» EXERCISE DIRECTIONS
A single figure is the whole answer: the number of lines in the entries that contain "downDeps".

» SOURCE MATERIAL
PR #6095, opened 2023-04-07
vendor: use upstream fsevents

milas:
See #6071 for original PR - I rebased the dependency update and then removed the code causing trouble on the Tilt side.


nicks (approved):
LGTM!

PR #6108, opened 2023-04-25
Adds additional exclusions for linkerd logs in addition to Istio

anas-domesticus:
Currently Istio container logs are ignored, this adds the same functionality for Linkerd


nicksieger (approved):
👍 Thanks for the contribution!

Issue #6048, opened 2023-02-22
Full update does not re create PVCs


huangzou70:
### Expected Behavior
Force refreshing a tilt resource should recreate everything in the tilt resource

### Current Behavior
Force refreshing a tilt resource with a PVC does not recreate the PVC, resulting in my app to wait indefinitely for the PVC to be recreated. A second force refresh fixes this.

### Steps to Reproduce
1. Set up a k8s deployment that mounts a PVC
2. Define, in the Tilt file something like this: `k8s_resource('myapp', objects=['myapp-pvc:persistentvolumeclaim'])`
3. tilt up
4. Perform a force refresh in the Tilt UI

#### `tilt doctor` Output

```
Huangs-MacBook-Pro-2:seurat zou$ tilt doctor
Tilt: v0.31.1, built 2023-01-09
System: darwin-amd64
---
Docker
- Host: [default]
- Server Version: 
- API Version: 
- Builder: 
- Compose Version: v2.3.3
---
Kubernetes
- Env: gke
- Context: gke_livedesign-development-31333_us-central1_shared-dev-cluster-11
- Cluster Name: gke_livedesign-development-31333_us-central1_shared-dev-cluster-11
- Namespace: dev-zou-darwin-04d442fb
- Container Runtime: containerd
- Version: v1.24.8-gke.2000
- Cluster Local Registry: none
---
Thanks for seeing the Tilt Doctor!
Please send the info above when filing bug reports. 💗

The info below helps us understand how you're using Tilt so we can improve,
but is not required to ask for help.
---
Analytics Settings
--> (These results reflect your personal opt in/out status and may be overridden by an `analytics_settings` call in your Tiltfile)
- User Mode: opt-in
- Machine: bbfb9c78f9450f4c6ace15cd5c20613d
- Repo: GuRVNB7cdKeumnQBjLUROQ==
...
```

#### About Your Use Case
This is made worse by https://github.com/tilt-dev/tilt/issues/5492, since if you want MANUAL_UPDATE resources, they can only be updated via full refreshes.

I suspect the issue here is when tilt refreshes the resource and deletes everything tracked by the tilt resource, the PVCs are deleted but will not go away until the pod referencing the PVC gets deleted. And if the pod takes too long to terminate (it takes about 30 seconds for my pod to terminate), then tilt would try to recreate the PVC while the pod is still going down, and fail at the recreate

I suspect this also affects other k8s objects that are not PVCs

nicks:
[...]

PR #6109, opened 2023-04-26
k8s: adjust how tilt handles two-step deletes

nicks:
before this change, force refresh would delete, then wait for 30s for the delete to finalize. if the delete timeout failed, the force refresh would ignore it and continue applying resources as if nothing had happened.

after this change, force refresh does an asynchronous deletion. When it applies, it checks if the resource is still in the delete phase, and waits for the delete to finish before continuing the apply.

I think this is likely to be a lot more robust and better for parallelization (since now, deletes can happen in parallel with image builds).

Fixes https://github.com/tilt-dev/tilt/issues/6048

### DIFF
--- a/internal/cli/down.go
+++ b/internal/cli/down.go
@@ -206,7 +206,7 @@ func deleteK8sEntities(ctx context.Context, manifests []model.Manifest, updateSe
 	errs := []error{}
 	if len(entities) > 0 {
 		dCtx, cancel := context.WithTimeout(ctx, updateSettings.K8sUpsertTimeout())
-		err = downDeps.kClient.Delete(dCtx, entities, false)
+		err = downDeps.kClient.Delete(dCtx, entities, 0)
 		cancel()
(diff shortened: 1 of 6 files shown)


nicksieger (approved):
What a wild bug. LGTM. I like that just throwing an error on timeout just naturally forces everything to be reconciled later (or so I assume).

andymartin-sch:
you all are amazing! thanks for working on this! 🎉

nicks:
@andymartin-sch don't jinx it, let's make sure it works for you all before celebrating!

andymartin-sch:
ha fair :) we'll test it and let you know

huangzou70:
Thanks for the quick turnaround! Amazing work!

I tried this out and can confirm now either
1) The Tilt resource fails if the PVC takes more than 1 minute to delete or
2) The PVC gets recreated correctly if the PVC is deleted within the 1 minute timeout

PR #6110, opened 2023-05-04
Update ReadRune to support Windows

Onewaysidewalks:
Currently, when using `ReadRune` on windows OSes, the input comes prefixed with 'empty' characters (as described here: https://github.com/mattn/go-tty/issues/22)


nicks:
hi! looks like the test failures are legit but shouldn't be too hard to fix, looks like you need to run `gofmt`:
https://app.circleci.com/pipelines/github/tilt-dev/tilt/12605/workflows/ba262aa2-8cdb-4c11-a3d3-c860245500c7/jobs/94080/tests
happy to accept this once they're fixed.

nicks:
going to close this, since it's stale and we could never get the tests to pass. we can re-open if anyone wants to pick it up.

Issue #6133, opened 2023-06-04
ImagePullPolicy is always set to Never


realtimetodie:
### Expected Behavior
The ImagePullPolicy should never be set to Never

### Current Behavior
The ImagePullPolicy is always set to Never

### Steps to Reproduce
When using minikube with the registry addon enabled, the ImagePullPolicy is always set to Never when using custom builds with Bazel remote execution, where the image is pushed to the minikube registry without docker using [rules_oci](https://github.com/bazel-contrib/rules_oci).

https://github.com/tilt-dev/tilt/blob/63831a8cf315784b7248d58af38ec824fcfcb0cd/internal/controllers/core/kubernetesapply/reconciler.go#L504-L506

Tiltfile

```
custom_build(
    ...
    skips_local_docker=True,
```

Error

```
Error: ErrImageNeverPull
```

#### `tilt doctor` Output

» EXERCISE RESPONSE
2